Stored data entries:
PR #1294, opened 2024-11-14
feat(InfoSheet): update styles and allow adding a button to the content

marcoskolodny:
Issue: [Link](https://jira.tid.es/browse/WEB-2095)


src/sheet-types.tsx
```diff
@@ -71,7 +74,7 @@ export type SheetType = keyof SheetPropsByType;
 export type SheetResultByType = {
     RADIO_LIST: {action: 'SUBMIT'; selectedId: string} | {action: 'DISMISS'};
     ACTIONS_LIST: {action: 'SUBMIT'; selectedId: string} | {action: 'DISMISS'};
-    INFO: void;
+    INFO: {action: 'DISMISS'};
```
marcoskolodny, line 77: I think it's reasonable to always return 'DISMISS' instead of nothing. If the users doesn't want to do anything with it, they can just ignore the result

src/sheet-native.tsx
```diff
@@ -88,25 +88,36 @@ const showActionsListNativeSheet = (
...
-                type: 'LIST',
-                id: 'list-0',
-                listType: 'INFORMATIVE',
-                autoSubmit: false,
-                selectedIds: [],
-                items,
-            },
-        ],
-    });
+        content: button
```
atabel, line 107: in the tests you and Pedro did in Android webviews, this makes old apps return an error (fix pending by Android team). Could we capture that error here and fallback to showing the sheet without button?

marcoskolodny: Discussed offline. We can't do such thing, because the Android error occurs when pressing the button, not when opening the sheet.

This should be handled by the app itself

atabel (approved):

pladaria (approved):

aweell (approved):
LGTM!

- Activity: Transcribe the data in full, matching every line exactly.

- Task solution:
PR #1294, opened 2024-11-14
feat(InfoSheet): update styles and allow adding a button to the content

marcoskolodny:
Issue: [Link](https://jira.tid.es/browse/WEB-2095)


src/sheet-types.tsx
```diff
@@ -71,7 +74,7 @@ export type SheetType = keyof SheetPropsByType;
 export type SheetResultByType = {
     RADIO_LIST: {action: 'SUBMIT'; selectedId: string} | {action: 'DISMISS'};
     ACTIONS_LIST: {action: 'SUBMIT'; selectedId: string} | {action: 'DISMISS'};
-    INFO: void;
+    INFO: {action: 'DISMISS'};
```
marcoskolodny, line 77: I think it's reasonable to always return 'DISMISS' instead of nothing. If the users doesn't want to do anything with it, they can just ignore the result

src/sheet-native.tsx
```diff
@@ -88,25 +88,36 @@ const showActionsListNativeSheet = (
...
-                type: 'LIST',
-                id: 'list-0',
-                listType: 'INFORMATIVE',
-                autoSubmit: false,
-                selectedIds: [],
-                items,
-            },
-        ],
-    });
+        content: button
```
atabel, line 107: in the tests you and Pedro did in Android webviews, this makes old apps return an error (fix pending by Android team). Could we capture that error here and fallback to showing the sheet without button?

marcoskolodny: Discussed offline. We can't do such thing, because the Android error occurs when pressing the button, not when opening the sheet.

This should be handled by the app itself

atabel (approved):

pladaria (approved):

aweell (approved):
LGTM!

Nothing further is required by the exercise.